Gilthas se detuvo junto a la balaustrada, a la que Planchet ató firmemente una cuerda.
—Que tengáis un provechoso viaje, majestad. ¿Cuándo regresáis?
—Si todo va bien, Planchet, estaré de vuelta mañana a medianoche.
—Todo irá bien —afirmó el elfo. Era varios años mayor que Gilthas y había sido escogido personal y cuidadosamente por Laurana para que entrara al servicio de su hijo. El prefecto había aprobado la elección; si se hubiese molestado en investigar a Planchet y su vida precedente, que incluía muchos años de leales servicios al elfo oscuro Porthios, el prefecto no habría dado su consentimiento—. La suerte sonríe a vuestra majestad.
Gilthas, que escudriñaba el jardín en busca de alguna señal de movimiento, le dirigió una breve ojeada.

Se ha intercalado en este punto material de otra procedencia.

PR #283, opened 2021-09-08
Feature/image in alerts

gcamp:
Service alerts sometime can benefit of having an image next to the alert description to enhance the comprehension of the alert. 

MBTA is already sending [alerts with images on their twitter](https://twitter.com/MBTA/status/1435588731575185409). UTA also uses a webpage to detail their alerts and [add an image to the content](https://content.govdelivery.com/bulletins/gd/UTTA-2ee87a5). IBI service alerts too already support attaching images that way. 

This proposal adds a URL to an image for it to be displayed by apps. 

cc @ibi-group-team @paulswartz


skinkie:
If we are not even able to follow up #76 for static, I do not want to see this proposal for RT fast tracked.

gcamp:
@skinkie feel free to continue the discussion of #76 in that PR. The proposal here is not fast tracked, it just follow the normal process as any other proposal. 

I welcome your comments on this PR, if you have any!

skinkie:
It might make sense to make it a ilst, consisting of the image url and an enum with a type. Photo, Map, ..., come to mind.

brodyFlannigan:
> It might make sense to make it a ilst, consisting of the image url and an enum with a type. Photo, Map, ..., come to mind.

—Hubo un tiempo en que te habría discutido esa afirmación, Planchet. Solía considerarme el ser más infortunado de este mundo, pillado en la trampa de mi propia vanidad y presunción, presa de mi propio miedo. Sí, hubo un tiempo en que veía la muerte como mi única salida. —Siguiendo un impulso asió la mano de su sirviente.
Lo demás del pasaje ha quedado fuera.